*Exercise details:*
Where "proxies" occurs in a line of the entries below, copy that line.

[Stored data]
PR #1138, opened 2021-03-01
Annotation based solution to avoid static method string matching

carterkozak:
This approach uses the old implemnetation as a fallback, but allows
us to simplify creation using an intermediate factory that must
provide a public no-arg constructor.

This will help us unify the annotation processor and conjure generated
services.

==COMMIT_MSG==
Annotation based solution to avoid static method string matching
==COMMIT_MSG==

### DIFF
--- a/dialogue-target/src/main/java/com/palantir/dialogue/DialogueService.java
+++ b/dialogue-target/src/main/java/com/palantir/dialogue/DialogueService.java
@@ -1,0 +1,30 @@
+/*
+ * (c) Copyright 2021 Palantir Technologies Inc. All rights reserved.
+ *
+ * Licensed under the Apache License, Version 2.0 (the "License");
+ * you may not use this file except in compliance with the License.
+ * You may obtain a copy of the License at
+ *
+ *     http://www.apache.org/licenses/LICENSE-2.0
+ *
+ * Unless required by applicable law or agreed to in writing, software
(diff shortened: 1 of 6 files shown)


dialogue-target/src/main/java/com/palantir/dialogue/DialogueService.java
```diff
@@ -0,0 +1,30 @@
...
+package com.palantir.dialogue;
+
+import java.lang.annotation.ElementType;
+import java.lang.annotation.Retention;
+import java.lang.annotation.RetentionPolicy;
+import java.lang.annotation.Target;
+
+@Target(ElementType.TYPE)
+@Retention(RetentionPolicy.RUNTIME)
+public @interface DialogueService {
```
carterkozak, line 26: I think I'd prefer `DialogueClient`, but the factory interface naming would overlap with the `dialogue-clients` factory components. Thoughts/ideas/concerns?

jkozlowski: No strong preference, Service kinda stuck with me for whatever reasons. But if DialogueClientFactory is clashing, then it's clashing.

The generated classes from conjure are "AutoDeserializeConfirmServiceBlocking", so I think DialogueService it is.

jkozlowski (approved):

PR #1709, opened 2022-05-13
Handle raw Response out of the box.

jkozlowski:
## Before this PR

This has come up a few times, people usually copy the MyResponseDeserializer type into their repos. I feel like "*/*" is a good default to handle this and actually from reading the comments is likely what we intended from the start just never handled it.

## After this PR
==COMMIT_MSG==
Handle raw Response out of the box.
==COMMIT_MSG==

## Possible downsides?

It is a new default, but should only really apply to new code. If someone has already defined their own deserializer, it will be honoured.


dialogue-annotations-processor/src/test/resources/com/palantir/myservice/service/MyServiceDialogueServiceFactory.java.generated
```diff
@@ -66,7 +67,7 @@ public final class MyServiceDialogueServiceFactory implements DialogueServiceFac
                     endpointChannelFactory.endpoint(Endpoints.customResponse);
 
             private final Deserializer<Response> customResponseDeserializer = new ErrorHandlingDeserializerFactory(
-                            new MyResponseDeserializer(), new ConjureErrorDecoder())
+                            new ResponseDeserializer(), new ConjureErrorDecoder())
```
carterkozak, line 70: This is a little bit interesting: It's not entirely clear what behavior we expect in this case -- should a 500 response status still throw an exception, or do we want to get back a `Response` object with code=500?

carterkozak: I suppose we'd want to allow custom error decoders, which would make it pretty weird to reason about if the default error decoder differed for `Response` vs other types

carterkozak (approved):
Thanks!

dialogue-annotations-example/src/main/java/com/palantir/myservice/example/MyService.java
```diff
@@ -52,18 +53,15 @@ String greet(
...
     // Should we support custom static request headers via
     // method level annotations? e.g.
     // @Request.Header(name="Accept", value="text/plain")
     // This is the dialogue Response object
-    @Request(
-            method = HttpMethod.PUT,
-            path = "/custom/request1",
-            accept = MyResponseDeserializer.class,
-            errorDecoder = ErrorDecoder.None.class)
+    @MustBeClosed
```
carterkozak, line 63: This is huge, thanks!

dialogue-annotations-processor/src/test/resources/com/palantir/myservice/service/MyServiceDialogueServiceFactory.java.generated
jkozlowski: Good question: I feel like 500s should still be the remit of the error decoder.

PR #1711, opened 2022-05-13
Disable socks system proxy auto-detect if not specified

rtxv15:
## Before this PR
super.createSocket(context) calls new Socket(). This defaults to a SocksSocketImpl [here](https://github.com/AdoptOpenJDK/openjdk-jdk11/blob/19fb8f93c59dfd791f62d41f332db9e306bc1422/src/java.base/share/classes/java/net/Socket.java#L505). In #connect, this grabs the default system proxy selector if a proxy was not set ([here](https://github.com/AdoptOpenJDK/openjdk-jdk11/blob/19fb8f93c59dfd791f62d41f332db9e306bc1422/src/java.base/share/classes/java/net/SocksSocketImpl.java#L367)).
We've started out with a proxy selector from the client configuration that returned no proxy, and ended up using the system default one.
I don't think this behaviour matches that of an HTTP proxy either which won't default to the system one.

## After this PR
==COMMIT_MSG==
When no proxy is set, respect this instead of defaulting to the system socks proxy.
==COMMIT_MSG==

## Possible downsides?
None I believe. It is still possible to use the system socks proxy if that is the desired behaviour, by passing in the system ProxySelector in the configuration. This is the default behaviour in ClientConfiguration when no proxy is provided, so the default behaviour will stay the same after this PR.

### DIFF
--- a/dialogue-apache-hc5-client/src/main/java/com/palantir/dialogue/hc5/ApacheHttpClientChannels.java
+++ b/dialogue-apache-hc5-client/src/main/java/com/palantir/dialogue/hc5/ApacheHttpClientChannels.java
@@ -480,9 +480,9 @@ public final class ApacheHttpClientChannels {
                             new InstrumentedHostnameVerifier(
                                     new DefaultHostnameVerifier(), name, conf.taggedMetricRegistry())) {
                         @Override
-                        public Socket createSocket(final HttpContext context) throws IOException {
+                        public Socket createSocket(final HttpContext _context) {
                             return socksProxyAddress == null
-                                    ? super.createSocket(context)
+                                    ? new Socket(Proxy.NO_PROXY)
                                     : new Socket(new Proxy(Proxy.Type.SOCKS, socksProxyAddress));
                         }
                     };
@@ -491,9 +491,9 @@ public final class ApacheHttpClientChannels {
                     RegistryBuilder.<ConnectionSocketFactory>create()
                             .register(URIScheme.HTTP.id, new PlainConnectionSocketFactory() {
                                 @Override
-                                public Socket createSocket(final HttpContext context) throws IOException {
+                                public Socket createSocket(final HttpContext _context) {
                                     return socksProxyAddress == null
-                                            ? super.createSocket(context)
+                                            ? new Socket(Proxy.NO_PROXY)
                                             : new Socket(new Proxy(Proxy.Type.SOCKS, socksProxyAddress));
                                 }
                             })


rtxv15:
The new codepath creates a PlainSocketImpl instead [here](https://github.com/AdoptOpenJDK/openjdk-jdk11/blob/19fb8f93c59dfd791f62d41f332db9e306bc1422/src/java.base/share/classes/java/net/Socket.java#L146)

dialogue-apache-hc5-client/src/main/java/com/palantir/dialogue/hc5/ApacheHttpClientChannels.java
```diff
@@ -480,9 +480,9 @@ public CloseableClient build() {
                             new InstrumentedHostnameVerifier(
                                     new DefaultHostnameVerifier(), name, conf.taggedMetricRegistry())) {
                         @Override
-                        public Socket createSocket(final HttpContext context) throws IOException {
+                        public Socket createSocket(final HttpContext _context) {
                             return socksProxyAddress == null
-                                    ? super.createSocket(context)
+                                    ? new Socket(Proxy.NO_PROXY)
```
schlosna, line 485: shouldn't this use `rawSocketFactory` to create the socket?

carterkozak: It is, in a non-obvious way: The rawSocketFactory (SSLSocketFactory) is used with the vanilla socket created here, via [createSocket(Socket,String,int,boolean)](https://github.com/openjdk/jdk/blob/573eaceca559a8a0832b1e1a7181b2f21d3978c7/src/java.base/share/classes/javax/net/ssl/SSLSocketFactory.java#L281-L282).
Magic happens [here](https://github.com/apache/httpcomponents-client/blob/c395aad5adb4e9ee312559937c08382ea8215e7c/httpclient5/src/main/java/org/apache/hc/client5/http/ssl/SSLConnectionSocketFactory.java#L270-L274)

rtxv15: That sounds more correct. I don't think it matches the previous behaviour which wouldn't have been using that one ([here](https://github.com/apache/httpcomponents-client/blob/47d0946372e757ca6e7a366e340f0dba6686b012/httpclient5/src/main/java/org/apache/hc/client5/http/ssl/SSLConnectionSocketFactory.java#L194) using a default one, unless the config one is set to the default?), but sounds like it should have been. I'll change it

EDIT: Ignore, missed Carter's comment

carterkozak:
I've recreated without a fork to allow CI/changelog/etc to run correctly #1713

rtxv15:
Thanks! Closing in favour of that one

dialogue-apache-hc5-client/src/main/java/com/palantir/dialogue/hc5/ApacheHttpClientChannels.java
schlosna: Ahh, the naming confused me, so this is creating the actual raw socket, that will then be wrapped with TLS

PR #1713, opened 2022-05-13
Disable socks system proxy auto-detect if not specified

carterkozak:
Credit to @rtxv15 for #1711 which I've re-created without a fork to allow CI to run in a standard way.

The SSLSocketFactory creates plain sockets by default using
`new Socket()` rather than specifying `NO_PROXY` in cases that
a proxy is not expected. We explictly avoid using proxy controls
set at the jvm level for non-socks proxies, and never intentionally
used socks proxies from the jvm in dialogue. Socks proxies
are used for testing in some cases, but not in any production
environments, thus the risk introduced by this change is minimal.

==COMMIT_MSG==
Disable socks system proxy auto-detect if not specified
==COMMIT_MSG==

### DIFF
--- a/dialogue-apache-hc5-client/src/main/java/com/palantir/dialogue/hc5/ApacheHttpClientChannels.java
+++ b/dialogue-apache-hc5-client/src/main/java/com/palantir/dialogue/hc5/ApacheHttpClientChannels.java
@@ -56,6 +56,7 @@ import java.util.Map;
 import java.util.Set;
 import java.util.concurrent.ExecutorService;
 import java.util.concurrent.ScheduledFuture;
+import java.util.function.Supplier;
 import java.util.stream.LongStream;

*Solution to this problem:*
set at the jvm level for non-socks proxies, and never intentionally
used socks proxies from the jvm in dialogue. Socks proxies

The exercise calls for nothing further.